---- Material for this task

PR #599, opened 2026-08-11
ci: cancel superseded test runs via a concurrency group

brawer:
## What

Add a `concurrency` group to `Tests` so a newer run for the same PR (or
branch/merge-queue entry) cancels a still-running older one, instead of
queuing behind or running alongside it.

## Why

Noticed on PR #598: pushing a merge commit ("Update branch") to a PR
started a second run while the first was still in progress. It just sat
`queued` behind the older run rather than being cancelled, wasting a
runner slot and delaying feedback on the actually-current commit.

Also added a comment clarifying that this workflow never triggers on tags
(the `push` trigger is restricted to `main`) — tag pushes are handled by
`release.yml` (see `docs/RELEASING.md` and
`docs/SUPPLY_CHAIN_SECURITY.md`), so `github.ref`, used in the concurrency
group key, is always a branch ref here, never a tag ref.

Independent of #597/#598 — unrelated to the build-caching work, just CI
hygiene noticed along the way.

### DIFF
--- a/.github/workflows/test.yml
+++ b/.github/workflows/test.yml
@@ -1,5 +1,11 @@
 name: Tests
 
+# This workflow deliberately never triggers on tags: the push trigger below
+# is restricted to the "main" branch. Pushing a git tag is handled by
+# release.yml instead; see docs/RELEASING.md and docs/SUPPLY_CHAIN_SECURITY.md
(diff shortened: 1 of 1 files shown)


brawer (commented):
LGTM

--------

*Task*
Your task is to reproduce, exactly and exclusively, the lines from the one holding "group key, is" through the final line of the listing.

*Response for this exercise*
group key, is always a branch ref here, never a tag ref.

Independent of #597/#598 — unrelated to the build-caching work, just CI
hygiene noticed along the way.

### DIFF
--- a/.github/workflows/test.yml
+++ b/.github/workflows/test.yml
@@ -1,5 +1,11 @@
 name: Tests
 
+# This workflow deliberately never triggers on tags: the push trigger below
+# is restricted to the "main" branch. Pushing a git tag is handled by
+# release.yml instead; see docs/RELEASING.md and docs/SUPPLY_CHAIN_SECURITY.md
(diff shortened: 1 of 1 files shown)


brawer (commented):
LGTM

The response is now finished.